PR #1201, opened 2023-09-07
feat: add table statistics api

ZuLiangWang:
## Rationale
At present, it often happens that some tables fail to open when opening a shard, but we cannot count the specific opening status. We add an interface to count the opening status of the shard.

## Detailed Changes
* Add an interface to count the opening status of the shard

### DIFF
--- a/catalog/src/table_operator.rs
+++ b/catalog/src/table_operator.rs
@@ -12,12 +12,15 @@
 // See the License for the specific language governing permissions and
 // limitations under the License.
 
-use std::time::Instant;
+use std::{collections::HashMap, time::Instant};
 
 use generic_error::BoxError;
 use log::{error, info, warn};
 use snafu::{OptionExt, ResultExt};
-use table_engine::{engine, table::TableRef};
+use table_engine::{
+    engine,
+    table::{TableId, TableRef},
+};
 use time_ext::InstantExt;
 
 use crate::{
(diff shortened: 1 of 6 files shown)


catalog/src/table_operator.rs
```diff
@@ -71,9 +78,9 @@ impl TableOperator {
             .context(TableOperatorWithCause { msg: None })?;
 
         // Check and register successful opened table into schema.
-        let mut success_count = 0_u32;
-        let mut missing_table_count = 0_u32;
-        let mut open_table_errs = Vec::new();
+        let mut open_success_tables = HashMap::new();
+        let mut open_missing_tables = HashMap::new();
+        let mut open_failed_tables = HashMap::new();
```
tanruixiang, line 83: Why not use `OpenShardResult ` here  🤣

cluster/src/shard_operator.rs
```diff
@@ -151,20 +151,31 @@ impl ShardOperator {
...
+            .fail();
+        }
 
         info!("ShardOperator open sequentially finish, shard_id:{shard_info:?}");
 
         Ok(())
     }
 
-    pub async fn close(&self, ctx: CloseContext) -> Result<()> {
+    pub async fn close(&self, mut ctx: CloseContext) -> Result<()> {
```
chunshao90, line 178: Why use mut?

catalog/src/table_operator.rs
```diff
@@ -285,3 +302,23 @@ impl TableOperator {
             })
     }
 }
+
+pub struct OpenShardResult {
+    open_success_tables: HashMap<TableId, SchemaRef>,
```
chunshao90, line 307: Schema is useless?

cluster/src/shard_operator.rs
```diff
@@ -410,4 +421,19 @@ impl ShardOperator {
 
         Ok(())
     }
+
+    pub async fn get_open_success_tables(&self) -> Result<Vec<String>> {
+        let data = self.data.read().unwrap();
+        Ok(data.open_success_tables.clone())
```
chunshao90, line 427: Add `open_shard_result` in ShardDataRef?

PR #1202, opened 2023-09-07
chore: add meta stable check into integration test

Rachelint:
## Rationale
Currently, we just left 20s for ceresmeta to do the initialization work in integration test.
However, it will be not enough something... And the test failure will make us so panic...
In this pr, I add a meta stable check to reduce the integration test failure.

## Detailed Changes
Add a meta stable check by keep creating a radom named table utill succeeding(surely, retry max exists).

## Test Plan
Test manually.

### DIFF
--- a/Cargo.lock
+++ b/Cargo.lock
@@ -1299,6 +1299,7 @@ dependencies = [
  "serde",
  "sqlness",
  "tokio",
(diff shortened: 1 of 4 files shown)


ShiKaiWi (approved):
LGTM

PR #1203, opened 2023-09-08
refactor: stream read metric

baojinri:
## Rationale
Now, we can't collect the time cost  of stream read

## Detailed Changes
- Use drop trait to collect time cost  of stream read

## Test Plan
Existing tests

### DIFF
--- a/server/src/grpc/remote_engine_service/mod.rs
+++ b/server/src/grpc/remote_engine_service/mod.rs
@@ -16,7 +16,9 @@
 
 use std::{
     hash::Hash,
+    pin::Pin,
     sync::Arc,
+    task::{Context, Poll},
     time::{Duration, Instant},
 };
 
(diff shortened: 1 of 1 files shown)


server/src/grpc/remote_engine_service/mod.rs
```diff
@@ -84,35 +86,40 @@ impl StreamReadReqKey {
...
 
-struct ExecutionGuard<F: FnMut()> {
-    f: F,
-    cancelled: bool,
+pub type StreamReadRequestNotifiers =
+    Arc<RequestNotifiers<StreamReadReqKey, mpsc::Sender<Result<RecordBatch>>>>;
+pub type BoxedStream<T> = Box<dyn Stream<Item = T> + Send + Unpin>;
+
+struct ReceiverStreamWrapper {
+    inner: BoxedStream<Result<RecordBatch>>,
```
ShiKaiWi, line 94: Shall we define it as a generic params? I guess there is no need to make it as trait object.

server/src/grpc/remote_engine_service/mod.rs
```diff
@@ -84,35 +86,40 @@ impl StreamReadReqKey {
...
 }
 
-struct ExecutionGuard<F: FnMut()> {
-    f: F,
-    cancelled: bool,
+pub type StreamReadRequestNotifiers =
+    Arc<RequestNotifiers<StreamReadReqKey, mpsc::Sender<Result<RecordBatch>>>>;
+pub type BoxedStream<T> = Box<dyn Stream<Item = T> + Send + Unpin>;
+
+struct ReceiverStreamWrapper {
```
ShiKaiWi, line 93: Maybe we can give it a better name: `StreamWithMetric`.

ShiKaiWi (approved):
LGTM

PR #1207, opened 2023-09-11
fix: lock contention on acquiring the arena stats

ShiKaiWi:
## Rationale
There is no need to acquire the write lock when fetch arena's stats.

::::

Exercise description → Return only the count of lines in the listing above that hold the string "shortened".

Finished task → 3